Your answer should be a single number: the count of lines in the records below containing the word "element".

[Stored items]
════════════════

PR #2378, opened 2024-12-12
Fixed configuration properties on VS Linux

redorav:
**What does this PR do?**

Fixes configuration properties on VS Linux

No breaking changes

### DIFF
--- a/modules/vstudio/tests/linux/test_linux_files.lua
+++ b/modules/vstudio/tests/linux/test_linux_files.lua
@@ -22,10 +22,10 @@ local vc2010 = p.vstudio.vc2010
 
 
 --
--- Test filtering of source files into the correct categories.
+-- Test link time optimization.
 --
 
-	function suite.none_onLinkTimeOptimization()
+	function suite.linkTimeOptimization_On()
 		linktimeoptimization('on')
 		prepare()
 		test.capture [[
--- a/modules/vstudio/tests/linux/test_linux_files.lua
+++ b/modules/vstudio/tests/linux/test_linux_files.lua
@@ -14,12 +14,17 @@ local vc2010 = p.vstudio.vc2010
 		wks, prj = test.createWorkspace()
 	end
 
-	local function prepare()
+	local function prepareOutputProperties()
+		system "linux"
+		local cfg = test.getconfig(prj, "Debug")
+		vc2010.outputProperties(cfg)
+	end
+
+	local function prepareConfigProperties()
 		system "linux"
 		local cfg = test.getconfig(prj, "Debug", platform)
 		vc2010.configurationProperties(cfg)
 	end
-
 
 --
 -- Test link time optimization.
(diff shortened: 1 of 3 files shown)


modules/vstudio/tests/linux/test_linux_files.lua
```diff
@@ -0,0 +1,38 @@
...
+
+	local function prepare()
+		system "linux"
+		local cfg = test.getconfig(prj, "Debug", platform)
+		vc2010.configurationProperties(cfg)
+	end
+
+
+--
+-- Test filtering of source files into the correct categories.
```
samsinsane, line 25: This comment wasn't updated.

modules/vstudio/tests/linux/test_linux_files.lua
```diff
@@ -0,0 +1,38 @@
...
+--
+
+	function suite.none_onLinkTimeOptimization()
```
samsinsane, line 28: This function would probably be better named as `suite.linkTimeOptimization_On`.

modules/vstudio/vs2010_vcxproj.lua
```diff
@@ -400,6 +400,9 @@
 				m.libraryPath,
 				m.extensionsToDeleteOnClean,
 				m.executablePath,
+
+				-- Linux
+				m.linuxMultiProcNumber
```
samsinsane, line 405: This needs tests.

modules/vstudio/vs2010_vcxproj.lua
```diff
@@ -3967,6 +3972,20 @@
 		end
 	end
 
+	function m.linuxMultiProcNumber(cfg)
+		-- Linux equivalent of 'MultiProcessorCompilation'
+		-- Default to 8 parallel jobs
+		if cfg.flags.MultiProcessorCompile then
+			m.element("MultiProcNumber", nil, "8")
+		end
```
samsinsane, line 3980: @nickclark2016 worth keeping this in mind when doing the conversion to API, might be nice to be able to specify a number for the systems that allow it.

modules/vstudio/vs2010_vcxproj.lua
```diff
@@ -3967,6 +3972,20 @@
...
+	end
+
+	function m.linuxLinkTimeCodeGeneration(cfg)
```
samsinsane, line 3983: I have a few questions:
1. Was there any reason to not extend the `linkTimeCodeGeneration` function instead?
2. Is this Linux only, or does Android support it too?
3. The API and element are both "link time optimization", why opt for "link time code generation"?

samsinsane (changes requested):

modules/vstudio/tests/linux/test_linux_files.lua
redorav: Makes sense

modules/vstudio/tests/linux/test_linux_files.lua
redorav: Sorry about that, I'll be more careful. Done

modules/vstudio/vs2010_vcxproj.lua
redorav: I was a bit in doubt as I've chosen the number 8 for it which is a bit arbitrary, it's better than not testing anything I suppose

modules/vstudio/vs2010_vcxproj.lua
redorav: Yes agreed that's a nice extension to it

modules/vstudio/vs2010_vcxproj.lua
redorav: 1. This is a good question. On Linux, for whatever reason, the LTO flag is applied to the compiler settings and not to the linker settings, and therefore I need to apply them in a different function. I'm assuming those somehow get passed later to the linker
2. I took a look at Android (on VS2019 as 2022 support for Ant projects is deprecated) and this flag isn't available that I could see
3. I opted for this name because the original function we use is called like that, linkTimeCodeGeneration. And that one is called like that because the vcxproj XML tag is called like that. I can change them all for consistency with the public premake api if we'd rather do that.

samsinsane: I'm happy with the answers you've given, going to resolve the conversation.

samsinsane (approved):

════════════════

__TASK RESPONSE__
2